• [Aim of the task]
Find every line of the listing below where "opened" appears, and copy it.

--- --- ---

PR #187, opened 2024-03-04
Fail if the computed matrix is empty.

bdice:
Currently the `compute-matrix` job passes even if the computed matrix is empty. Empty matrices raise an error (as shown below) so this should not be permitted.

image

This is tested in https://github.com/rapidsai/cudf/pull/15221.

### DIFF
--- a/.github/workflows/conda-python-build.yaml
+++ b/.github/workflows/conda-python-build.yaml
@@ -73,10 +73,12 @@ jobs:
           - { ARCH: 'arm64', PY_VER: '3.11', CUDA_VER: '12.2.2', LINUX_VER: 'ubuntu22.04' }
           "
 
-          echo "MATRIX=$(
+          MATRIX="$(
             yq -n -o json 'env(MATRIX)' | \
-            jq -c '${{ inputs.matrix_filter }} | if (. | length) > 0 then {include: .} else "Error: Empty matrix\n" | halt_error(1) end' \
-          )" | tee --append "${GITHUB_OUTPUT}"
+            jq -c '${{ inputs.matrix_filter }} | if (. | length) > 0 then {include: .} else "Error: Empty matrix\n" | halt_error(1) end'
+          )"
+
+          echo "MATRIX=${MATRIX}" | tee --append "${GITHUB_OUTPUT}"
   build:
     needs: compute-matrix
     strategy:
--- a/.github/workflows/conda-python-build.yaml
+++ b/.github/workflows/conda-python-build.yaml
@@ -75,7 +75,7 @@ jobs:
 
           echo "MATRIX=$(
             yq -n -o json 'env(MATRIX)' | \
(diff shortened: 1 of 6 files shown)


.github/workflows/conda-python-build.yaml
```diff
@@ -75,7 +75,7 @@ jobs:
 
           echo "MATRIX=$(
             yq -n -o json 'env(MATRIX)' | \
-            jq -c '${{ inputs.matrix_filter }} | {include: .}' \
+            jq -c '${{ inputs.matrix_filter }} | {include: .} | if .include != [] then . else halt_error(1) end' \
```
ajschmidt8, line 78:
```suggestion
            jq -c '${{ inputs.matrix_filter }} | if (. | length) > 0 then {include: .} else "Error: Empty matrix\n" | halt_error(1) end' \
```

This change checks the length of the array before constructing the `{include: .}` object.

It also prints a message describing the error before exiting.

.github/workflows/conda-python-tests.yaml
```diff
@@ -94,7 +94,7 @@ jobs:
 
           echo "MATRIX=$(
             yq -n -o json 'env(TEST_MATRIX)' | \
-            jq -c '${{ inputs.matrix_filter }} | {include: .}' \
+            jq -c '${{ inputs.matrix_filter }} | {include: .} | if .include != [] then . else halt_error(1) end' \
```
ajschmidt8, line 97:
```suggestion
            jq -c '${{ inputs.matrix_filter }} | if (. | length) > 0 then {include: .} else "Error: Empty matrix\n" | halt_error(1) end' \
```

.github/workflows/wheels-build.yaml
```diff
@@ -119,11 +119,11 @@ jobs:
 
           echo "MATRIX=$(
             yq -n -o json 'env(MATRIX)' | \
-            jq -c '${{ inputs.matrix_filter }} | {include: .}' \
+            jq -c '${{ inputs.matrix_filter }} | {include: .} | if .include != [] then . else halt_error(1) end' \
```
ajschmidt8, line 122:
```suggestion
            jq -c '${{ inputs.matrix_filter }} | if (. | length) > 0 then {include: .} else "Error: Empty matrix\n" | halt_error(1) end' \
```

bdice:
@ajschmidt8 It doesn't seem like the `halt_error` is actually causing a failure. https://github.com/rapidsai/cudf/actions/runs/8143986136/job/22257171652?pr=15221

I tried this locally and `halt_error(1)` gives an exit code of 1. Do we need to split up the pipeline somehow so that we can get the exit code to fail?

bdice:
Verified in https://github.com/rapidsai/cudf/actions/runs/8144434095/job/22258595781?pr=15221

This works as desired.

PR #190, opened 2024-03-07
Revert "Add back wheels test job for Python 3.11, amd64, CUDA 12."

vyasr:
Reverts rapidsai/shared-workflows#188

--- --- ---

• [Result for this exercise]
PR #187, opened 2024-03-04
PR #190, opened 2024-03-07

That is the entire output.